The World Day of Disabled Persons took place on December 3rd To mark this occasion, DiscovHer brings you the story of Farida Bedwei, a Ghanaian software engineer living with cerebral palsy, whose achievements, both professional and personal, are slowly chipping away at the stereotypes against people with disabilities that characterize them as dependents rather than bold trendsetters.

As in most places around the world, Ghanaian people living with disabilities often face discrimination that varies from passive dismissal by their abled compatriots, to violent ostracization and isolation from the rest of society. This prevents them from living their lives, both professional and personal, to the fullest, and contributes to their image as a burden to the rest of the community. This is of course a very simplistic observation of their condition which completely ignores the fact that with the right accommodations, persons with disability can contribute just as much as, if not more than, other able-bodied members of society. One example of this is Farida Bedwei.

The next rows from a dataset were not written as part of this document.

PR #2537, opened 2016-05-03
Update database schema for efficient jobs deletion

lpellegr:


lpellegr:
Retest this please.

lpellegr:
Retest this please.

lpellegr:
Retest this please.

lpellegr:

scheduler/scheduler-server/src/main/java/org/ow2/proactive/scheduler/core/db/TaskData.java
```diff
@@ -6,21 +6,7 @@
...
-import javax.persistence.FetchType;
-import javax.persistence.Index;
-import javax.persistence.JoinColumn;
-import javax.persistence.Lob;
-import javax.persistence.ManyToOne;
-import javax.persistence.OneToMany;
-import javax.persistence.OneToOne;
-import javax.persistence.Table;
-import javax.persistence.Transient;
+import javax.persistence.*;
```
tobwiens: You can setup your idea to not .* import.

tobwiens:
OK :+1:

scheduler/scheduler-server/src/main/java/org/ow2/proactive/scheduler/core/db/TaskData.java
lpellegr: I use our [coding-rules configuration](https://github.com/ow2-proactive/coding-rules/blob/master/settings.jar) that uses the wildcard if there are more than 15 imports for the same package. I agree that wildcard may lead to confusion. We should keep that in mind for our new coding rules. I think Google profile don't use/allow wildcard by default.  
capture d ecran de 2016-05-09 11-59-04

mbenguig:
In the updated code sections, is there any "unique value field" that is currently not indexed ?...

mbenguig:
Ok for me.

lpellegr:
@mbenguig No, unique field values should be indexed by default whatever the database engine is.

lpellegr:
Retest this please.

tobwiens:
@lpellegr I see new commits (after the review ok comments) Do you like another review?

lpellegr:
@tobwiens There are new commits after the review because I have rebased with master. It should be ok, thank you.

Born in Lagos, Nigeria to Ghanaian parents, Farida developed a blocked intestine at the age of 2 days. Simultaneously, due to the rhesus factor incompatibility between her parents, she developed jaundice which the doctors could not treat as she was recovering from surgery to fix her intestine. As a result, Farida suffered from brain damage which caused her cerebral palsy, and which was only diagnosed at 9 months. Her mother eventually decided to homeschool her since all the special needs schools were set up for children with disabilities that affected their learning ability, while mainstream schools lacked the infrastructure necessary for the mobility needs of students with cerebral palsy. This same issue also came up when, after a short period at a mainstream school, Farida was unable to attend senior high school for the same reasons.


In the end, her family decided that since she was good with computers, it was better for her to work towards a diploma in a related field. She ended up getting two diplomas, first in information systems then in e-technologies, before gaining a degree in from the University of Hertfordshire in the UK. She applied to the UK in consideration of her disability, since the country had better accommodations for her condition than Ghana did. She only spent a year there before acquiring a BSc in Computer Science, thanks to her previous academic accomplishments, and 6-year work experience.


Upon graduation, she returned to Ghana and joined G-Life, a company focused on creating apps for microfinance institutions. There, she realized the system was not optimal for their target market, and, together with a colleague, founded Logicel, a software company providing tools for many sectors, including microfinance, her main field of interest. Through this company, she has been able to create life-changing solutions to key challenges in micro-finance, the aspect of her job that Farida herself finds the most rewarding.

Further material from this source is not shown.